离子液体（ILs）不仅是改善稀土材料发光和稳定性能的理想介质，同时也是有序聚集体的优势组装溶剂。前期研究表明，在基于ILs构建的稀土发光有序聚集体中，凭借ILs优异的溶剂性能和聚集体的结构特点可有效地提升稀土材料的发光和调控性能。本项目在此基础上引入环糊精（CDs）主客体包结的超分子理念，利用CDs来制备基于ILs的智能稀土发光软材料。项目将设计与合成ILs型稀土两亲分子，利用其与CDs的主客体包结产物，在ILs为主的溶剂中组装得到具有环境刺激响应特性的稀土发光有序聚集体。通过环境刺激改变CDs与客体两亲分子间的包结作用，调控聚集体结构和稀土发光性能，从而建立一种可实现稀土材料产生刺激响应和发光性能动态调控的新途径。研究工作的开展将为ILs中构建超分子有序聚集体提供理论依据，并有助于实现稀土发光材料的多重调控以拓宽ILs型稀土发光有序聚集体的应用领域，具有重要的理论意义和实践价值。

Ionic liquids (ILs) are not only an ideal dispersion medium for rare earth luminescent materials to improve their luminescent properties and stability, but also an attractive solvent for organized molecular aggregates. Motivated by our previous research on the rare earth luminescent organized aggregates based on ILs, the luminescent performance and regulatability could be both effectively enhanced by virtue of the excellent solvent properties of ILs and structural features of organized aggregates. This project will introduce the concept of supramolecular based on host-guest interaction of cyclodextrins (CDs) to prepare non-traditional intelligent rare earth luminescent soft materials based on ionic liquids. The proposed project here will concentrate on the design and synthesis of ILs-based rare earth guest amphiphilic molecule. Using its host-guest inclusion product with CDs, the ILs-based rare earth luminescent organized aggregates with environmental stimulus response characteristics will be assembled in ionic liquids. Through the environment stimulation, the host-guest inclusion between CDs and rare-earth guest amphiphilic molecules will be changed, and the aggregate structure and rare earth luminescence properties can be regulated. Therefore, a novel way to achieve the dynamic regulation of luminescent properties and to generate stimulus response of rare earth materials will be established.
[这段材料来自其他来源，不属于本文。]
PR #174, opened 2026-04-26
Cover per-runtime MCP-server mkdir paths in provision script

jhgaylor:
## Summary

- Stacked on top of #173.
- `_directories_for_post_script_writes` emits an `mkdir -p` line for runtimes whose MCP config file lives in a non-default directory (codex → `.codex`, gemini → `.gemini`, opencode → `.config/opencode`). Without it, the post-script `fs.write` of the runtime config fails and the session never reaches `running`. Claude is excluded — its config goes to `/home/sprite/.claude.json` and the parent already exists.
- Adds a parametrized test asserting the `mkdir` line is present in the rendered provision script for each non-claude runtime when `mcp_servers` are set, plus a negative test confirming the line is omitted when `mcp_servers` are empty. Pins lines 371/373/375.
- `provisioning.py` 95.26% → 96.44%; total 97.71% → 97.85%.

## Test plan

- [x] `make test` passes (551 passed, +4)
- [x] `make coverage` reports `provisioning.py` 96.44%

### DIFF
--- a/tests/test_session_service.py
+++ b/tests/test_session_service.py
@@ -62,6 +62,41 @@ class TestProvisionSessionOrder:
         script = sprite.write_map()["/tmp/aod-provision.sh"]
         assert "chmod 600 /tmp/aod-env" in script
 
+    @pytest.mark.parametrize(
+        "runtime_name,expected_dir",
+        [
+            ("codex", "/home/sprite/.codex"),
+            ("gemini", "/home/sprite/.gemini"),
+            ("opencode", "/home/sprite/.config/opencode"),
+        ],
+    )
+    def test_mcp_servers_mkdir_in_provision_script_per_runtime(
+        self, user, fake_sprites, runtime_name, expected_dir
+    ):
+        """Runtimes whose MCP config file lives under a non-default directory
+        need that directory created before the post-script ``fs.write``.
+        Without the mkdir, the runtime config write fails with stage=
+        runtime_config and the session never reaches running. Claude is
+        excluded — its config goes to ``/home/sprite/.claude.json`` and the
+        parent already exists."""
+        from agent_on_demand.session_service.specs import McpServerSpec
+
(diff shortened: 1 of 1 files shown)


jhgaylor:
**Review**

The positive parametrized tests and the negative no-MCP-servers test are solid and the coverage jump is real. Two things worth noting:

**Missing negative case for claude + MCP servers** (`tests/test_session_service.py`)

`_directories_for_post_script_writes` deliberately skips mkdir for the claude runtime (comment: "claude writes to `/home/sprite/.claude.json` — no mkdir"), but no test pins that exclusion. The current `test_no_mcp_servers_no_runtime_mkdir` only covers the "no MCP servers" branch; there's nothing asserting that `claude + mcp_servers=non-empty` does *not* produce a stray `mkdir` line. If someone later accidentally adds a `claude` branch to that if/elif chain, the positive tests would keep passing and the regression would be silent.

A cheap addition:
```python
def test_claude_with_mcp_servers_no_extra_mkdir(self, user, fake_sprites):
    mcp_servers = [McpServerSpec(name="srv", type="url", url="https://example.com/mcp")]
    provision_session(user, _spec(user, runtime=RUNTIMES["claude"], mcp_servers=mcp_servers))
    script = fake_sprites.last_sprite().write_map()["/tmp/aod-provision.sh"]
    assert "mkdir -p /home/sprite/.claude" not in script
```

**Assertion robustness with `shlex.quote`** (`tests/test_session_service.py:88`)

`_build_provision_script` joins all dirs with `shlex.quote` before emitting the single `mkdir -p` line. For these paths that's a no-op today, so `assert f"mkdir -p {expected_dir}" in script` works. If a future path ever contains a character that `shlex.quote` wraps in single quotes (unlikely for these specific dirs, but possible for skill-dir names), the assertion would silently miss. Using `assert f"mkdir -p '{expected_dir}'" in script` or asserting against lines (splitting on `\n`) would be more precise, though this is low-risk given the path charset.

The obtained results will provide a theoretical basis for the construction of supramolecular ordered aggregates in ionic liquids，and help to achieve multiple regulation of rare earth luminescent materials to broaden the application field of ILs-based rare earth organized molecular aggregates, which will be of great importance both in theory and in application.